En Escocia, donde los pescadores de caña están obligados a soltar sus presas, en virtud de un reglamento de protección del medio ambiente, en 2021 se contaron 35.693 presas, la cifra más baja desde que empezaron a registrarse esos tristes récords.

Un balance "coherente con el declive general del número de salmones que vuelve a Escocia", consideró en junio un informe del gobierno escocés.

- Arenques y árboles -

Para los pescadores como Ian Gordon, esto se debe en parte a la sobrepesca de arenques, una especie sobre la que descansa "todo un ecosistema" en el Reino Unido. Como no hay arenques, el salmón que llega al océano se ha convertido en la presa de otros predadores mayores que él.

"Tenemos un verdadero problema en el océano. Y el cambio climático es claramente el primer factor", añade Andrew Graham-Stewart, director de la asociación Wildfish Scotland. "No podemos mucho", dice, suspirando, sondeando las profundidades del Spey a su paso por Bonar Bridge, en el norte de Escocia.

"Cuando los peces llegan al mar, está claro que no encuentran ningún alimento", explica. Y esto, según él, es resultado de la falta de árboles río arriba, pues Escocia "quizá" habría perdido "el 95%" de sus bosques en los últimos siglos a causa de las guerras, la industrialización y la agricultura.

Los bosques aportan sombra a las especies marinas y disminuyen la escorrentía de las aguas de montaña, asegurando un flujo más constante a lo largo de todo el año. Todo ello permite que el agua permanezca "relativamente fría, y los salmones necesitan frescura para sobrevivir y desarrollarse", sostiene Graham-Stewart.

- Responsabilidad de los criaderos -

Algunas organizaciones han decidido actuar.
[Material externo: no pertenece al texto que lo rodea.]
Issue #487, opened 2026-08-07
Speed: minimize press-to-paste latency


georgenijo:
## Goal

Time from releasing the hotkey to text pasted is the single number that defines how polished Murmur feels. Measure it, put it on the fleet dashboard, and drive it down.

## Finish line

- Press-to-paste (stop → text in target app) measured end-to-end in production telemetry and visible on the fleet dashboard.
- A target set from baseline data (e.g. p50 under 1s, p95 under 2s for a typical utterance on the default model) and met.

## Child issues

- #340 — transform latency (warm-on-arm, skip AX retry on browsers, token streaming)
- #472 — stale paste delay portion

## Candidate work beyond existing issues

- Audit the stop → transcribe → transform-pipeline → clipboard → paste path for serial waits that could overlap.
- Longer term: streaming/partial transcription so text appears while speaking (separate issue if pursued).

Umbrella/tracking issue.

🤖 Generated with [Claude Code](https://claude.com/claude-code)

georgenijo:
Audit against current `origin/main` at `5c1cdad6c575d5fa8595c09623ff972f13653b99` (2026-08-11), merged history, and privacy-safe production metrics:

**Delivered work**
- #340 is in main through cumulative merged PR #506; its individual PR #495 was closed unmerged. Main contains transform warm-on-arm, the bounded browser AX retry reduction, and streamed rewrite preview.
- #472's speed item is fixed in main: PR #498 migrates an unversioned exact legacy 50 ms paste delay to 0 once. The v0.30.1 production paste-stage proxy now has p50 4 ms / p95 48 ms (n=39), versus the earlier v0.28 cohort's 55/83 ms.
- #472's remaining helper work is reliability rather than press-to-paste latency: shared inventory #534 is open, and capture-owner deferral PR #530 is still open/unmerged. #535 and #536 also remain open and affect trustworthy lifecycle/diagnostic coverage.

**Available baseline proxy**
- For non-empty v0.30.1 completions in the versioned fleet window `2026-08-10T16:41:47Z`–`2026-08-11T05:11:50Z`, existing `pipeline.dictation_completed.total_ms` reports p50 183 ms / p95 471 ms (n=39).
- Restricting only by content-free utterance duration (1–15 s) gives p50 172 ms / p95 239 ms (n=30).

**Why this is not the finish line**
[...]

PR #495, opened 2026-08-07
perf: reduce transform time to visible rewrite

### LINKED ISSUE #340: Transform: reduce end-to-end latency (warm-on-arm, skip AX retry on browsers, token streaming)

georgenijo:
## Summary

- prewarm the signed local-LLM helper/model as soon as the transform hold is armed, with pass-scoped cancellation so abandoned loads cannot block dictation
- skip the two 250 ms AX warm-up retries for known Chromium browser bundle IDs while retaining the first fail-closed security check and bounded clipboard fallback
- upgrade the local-LLM protocol to v3 with bounded, contiguous output chunks and render a review-window-only cumulative preview; the final validated result remains the sole approvable/applyable proposal

Production dogfood telemetry on the fleet MacBook showed both recent fallback captures exhausting three AX attempts before another 312–321 ms clipboard fallback, roughly 0.8 s from first attempt to terminal capture. This change removes only those browser retry gaps.

## Verification

- `cd app/src-tauri && cargo check --all-targets`
- `cd app/src-tauri && cargo test -- --test-threads=1` (750 unit tests passed; integration suites including 24 sidecar tests passed)
- `cd app && npm test` (70 files / 652 tests passed)
- local-LLM sidecar crate check and rebuilt bundled helper
- native `tauri:dev` launch plus Playwright visual check of the expanded streaming Thinking state

Closes #340

Umbrella: #487


georgenijo:

PR #492, opened 2026-08-07
feat: schedule capture-startup regression watch

georgenijo:
## Summary
- stamp accepted receiver events with the bounded app-version header already shipped with each batch
- add an hourly, stdlib-only systemd watch over retained capture-startup telemetry
- aggregate per install/version p50/p95, backend/setup-step timeout histograms, fallback/failure counts, and ready recordings per completed attempted session
- alert on >2x p50 regressions with at least five samples per cohort and repeated completed zero-ready sessions
- surface the atomically written report on the protected receiver dashboard

## Failure mode fixed
The v0.24.2 zero-ready install and v0.25.0 startup regression were found only through manual JSONL greps. This makes the same privacy-stripped signals a scheduled operational check. Idle launches and the currently open session cannot create zero-ready alerts; historical unversioned events remain `unknown` and never enter version comparisons.

## Privacy and bounds
- no new client-collected fields; version attribution comes from the existing ingest header
- client-supplied `ingest_app_version` is removed so it cannot spoof cohorts
- backend/setup-step labels are allowlisted and source summaries/content are excluded from reports
- scanning is line-by-line with 500 readiness samples per cohort and 64 explicit versions per install

## Verification
- `python3 -m unittest discover -s tests` (108 passed)
- `cd app/src-tauri && cargo check --all-targets`
- `cd app/src-tauri && cargo test -- --test-threads=1` (749 unit passed, 5 ignored; integrations passed)
- `cd app && npx tsc --noEmit`
- `cd app && npm test` (649 passed)
- real MacBook dogfood telemetry confirmed stable `startup_baseline`, `audio.capture_ready`, `startup_ms`, and capture fallback/timeout event shapes; current starts were ~198-276 ms

Deployment and rollback commands for the receiver script, service, and timer are documented; production is intentionally not changed before review/merge.

Closes #447
Related to #486

## Summary by CodeRabbit

* **New Features**
  * Added hourly monitoring for capture startup performance and regressions.
  * Added dashboard health and alert indicators based on capture-watch reports.
  * Ingested events now record validated app-version information when available.
  * Added metrics for startup timing, timeouts, fallbacks, failures, and session readiness.
* **Documentation**
  * Added deployment, rollback, retention, privacy, and alert-threshold guidance.
* **Tests**
  * Added coverage for regression detection, malformed events, version handling, and dashboard alerts.

PR #491, opened 2026-08-07
feat: surface on-device capture startup health

georgenijo:
## Summary
- derive a bounded five-recording microphone startup signal from existing on-device capture events
- flag chronic backend fallback or a median start-to-audio time of at least two seconds
- surface healthy, degraded, and insufficient-data states in Diagnostics > Performance without changing capture behavior
- accept only stable AUHAL/CPAL labels and content-free event fields

## Failure mode fixed
Production dogfood history showed repeated AUHAL-to-CPAL rescue episodes, but users had no durable on-device indication that the primary backend was chronically failing. The performance-run schema does not currently store capture startup fields, so this reads the bounded cross-launch event history already emitted by the capture path and correlates fallback to readiness by owner and time window.

## Verification
- `cd app/src-tauri && cargo check --all-targets`
- `cd app/src-tauri && cargo test -- --test-threads=1` (749 unit passed, 5 ignored; integrations passed)
- `cd app && npx tsc --noEmit`
- `cd app && npm test` (657 passed)
- focused component tests render healthy, degraded, and insufficient-data copy
- production telemetry checked on the fleet MacBook; recent starts were healthy (~198-276 ms), while retained historical logs contained repeated AUHAL-to-CPAL fallback episodes

Native visual attachment was blocked because the separate health-sweep dev app owns the shared dev single-instance slot; that process was left untouched per coordination instructions.

Closes #446
Related to #486

PR #489, opened 2026-08-07
fix: make blocked audio recovery exercise the killable helper

georgenijo:
## Summary
- move the debug stream-build hang fault into the real capture worker process, so the production terminate/kill/reap boundary owns the simulated blocked HAL call
- keep device enumeration from consuming the one-shot fault sentinel, allowing the first capture start to exercise recovery
- remove the obsolete in-process parked-thread path and document the fault contract

## Failure mode fixed
The existing hang_stream_build fault parked an app-process Rust thread forever. That bypassed the process-isolated capture path shipped by #421 and left the supervisor in exclusive recovery, so dogfood acceptance could not prove that a blocked stream build was killable or that a fresh start was accepted without restarting Murmur.

## Production evidence
Fleet MacBook logs retained from 2026-07-30 through 2026-08-07 contain 200 recent audio.capture_ready events (224 ms average, 591 ms maximum, two above 400 ms). The older blocked/reaper warnings stop after the capture-helper rollout; later backend failures do not leave capture stuck in recovery. This PR turns the rollout acceptance case into a faithful helper-process fault path.

## Verification
- cargo check --all-targets
- cargo test -- --test-threads=1 (750 unit passed, 5 ignored; 12 capture-helper integration passed; 21 sidecar integration passed; transcription and transform-flow integration passed)
- npx tsc --noEmit
- npm test (70 files, 649 tests)
- debug app bundle produced; packaging stopped only at the expected missing release signing key
- native smoke with hang_stream_build_once: first owner entered StreamOpen, cancellation hard-stopped and reaped the helper in 257 ms, UI returned to Ready, and a second recording owner was accepted immediately without process overlap

Closes #388
Related to #486

PR #440, opened 2026-08-03
docs: add Cursor Cloud Linux setup notes to AGENTS.md

georgenijo:
## Summary

Sets up the Cloud Agent development environment for Murmur and documents the non-obvious Linux toolchain requirements. Murmur is a **macOS-only** Tauri app, but the Cloud VM is **Linux (Ubuntu 24.04, x86_64)**, so this establishes what is realistically runnable on Linux — the React frontend and the Rust `cargo test --lib` suite — exactly matching what CI runs on its `ubuntu` jobs.

The only code change is a new `## Cursor Cloud specific instructions` section in `AGENTS.md`. No application code was modified.

## What was set up (persists in the VM snapshot)

- Frontend deps via `npm --prefix app install` (Node 22).
- Rust `stable` (1.97.1) set as the rustup default — the VM was pinned to 1.83, but the `rdev` git fork requires `edition2024` (Rust ≥ 1.85).
- CUDA 12.8 toolkit (`nvcc`, `cudart-dev`, `libcublas-dev`) + a `libcuda.so.1` driver stub on the loader path, because `whisper-rs` is built with the `cuda` feature on Linux and the VM has no GPU/driver.
- `g++-14` / `libstdc++-14-dev` — the default clang selects the gcc-14 toolchain dir, and whisper.cpp's CMake build fails with `cannot find -lstdc++` without it.
- Tauri/audio apt deps: `libwebkit2gtk-4.1-dev libappindicator3-dev librsvg2-dev patchelf libxdo-dev libasound2-dev`.

## Verification

| Surface | Command | Result |
|---|---|---|
| Frontend typecheck | `cd app && npx tsc --noEmit` | pass |
| Frontend tests | `cd app && npm test` | 623 passed (66 files) |
| Frontend build | `cd app && npm run build` | built |
| Frontend run | `cd app && npm run dev` (http://localhost:1420) | UI renders + navigable |
| Rust tests | `cd app/src-tauri && cargo test --lib -- --test-threads=1` | 676 passed, 0 failed, 5 ignored |

### Hello-world demo
Navigated the first-launch onboarding wizard end to end (Welcome → Microphone → Accessibility → Model → "You're all set") into the main dashboard. The `invoke` error overlay in the recording is expected — the macOS-only Rust backend does not run on Linux, so Tauri IPC calls fail while the UI still renders and navigates.

[...]

PR #505, opened 2026-08-07
chore: complete sequenced codebase health sweep

### LINKED ISSUE #439: Harden updater state ownership and release-manifest policy
## Problem

The released updater flow in v0.24.2 has reliability gaps across both runtime state ownership and release-manifest generation.

### 1. Download/install is not single-owner

`useAutoUpdater.startDownload()` has no in-flight guard. It awaits `getUpdateInstallEnvironment()` before transitioning to `downloading`, leaving the Update Now action active long enough for a double-click to enter the path twice. A targeted regression test against v0.24.2 reproduces two environment checks from two immediate calls; both calls can then reach `downloadAndInstall()`.

Manual or lifecycle update checks are also gated only by `isCheckingRef`, not by download/install activity, so they can replace `UpdateStatus` and `updateRef` while an install is in progress.

### 2. Required-update policy cannot be published

The app reads an optional `min_version` from `latest-v2.json`, but `scripts/release_artifacts.py manifests` has no input for it and never writes it. The release workflow has no corresponding policy input, and the live v0.24.2 manifest contains no `min_version`. The documented Required Update flow therefore cannot be activated through the normal release pipeline.

The runtime also collapses “field absent” and “manifest policy fetch failed” to `null`, silently treating both as optional.

### 3. Manifest notes can drift from the final release body

The v0.24.2 updater manifest contains the generated `Other Changes` body, while the GitHub release page contains a later polished `Fixes` summary. Update Available and What's New consequently show different copy from the public release.

## Expected behavior

- Exactly one update operation owns check/download/install state at a time.
- Repeated Update Now actions are idempotent while verification, download, install, or relaunch is in progress.
- Manual, timer, focus, visibility, and wake-triggered checks cannot overwrite an active install or its error state.
- The release pipeline can intentionally publish a validated optional `min_version` policy.
- Policy absence is distinguishable from policy-fetch failure, with an explicit failure rule that does not silently downgrade a configured required update.
- The updater manifest and final GitHub release expose the same release notes at publication time, with a documented policy for later edits.

## Acceptance criteria

- [ ] Add an explicit single-owner operation guard/state machine around check and install paths.
- [ ] Disable or safely no-op all duplicate install entry points while an install owns the operation.
- [ ] Add hook regression tests for double-click, manual-check-during-install, and lifecycle-check-during-install.
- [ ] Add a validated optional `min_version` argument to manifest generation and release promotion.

La Fundación del río Dee y el Comité de Pesca del distrito de Dee han plantado desde 2013 más de 200.000 árboles a lo largo del río, y esperan haber plantado un millón para 2035.

En 2016, varios grupos locales retiraron una represa de hormigón del río Carron, para que el agua pudiera correr y facilitar el paso de salmones.

Pero esto no soluciona todo, advierte Andrew Graham-Stewart, que acusa a la piscicultura intensiva de las islas escocesas y de las Highlands (las tierras altas) de jugar un papel "enorme" en la desaparición del salmón salvaje, por ejemplo, al propagar piojos de mar.

La concentración de millones de peces en pequeños espacios favorece el desarrollo de parásitos, comenta. Los piojos de mar se propagan luego a los salmones salvajes, que acaban siendo devorados por el parásito.

Las empresas piscícolas rechazan esas acusaciones y aseguran que protegen el medio ambiente y que velan por la salud de los peces.

Tras una larga jornada echando el anzuelo al Spey, Ian Gordon regresa a casa con el rabo entre las piernas. Se quita sus botas y engancha su caña de pescar al capó de su auto. Los salmones, dice, "son un buen indicador para saber si el mar está en buen estado o no". "Ahora, nos están diciendo: '¡Esperen un minuto, chicos... aquí hay algo que no va bien!'", señala, resignado.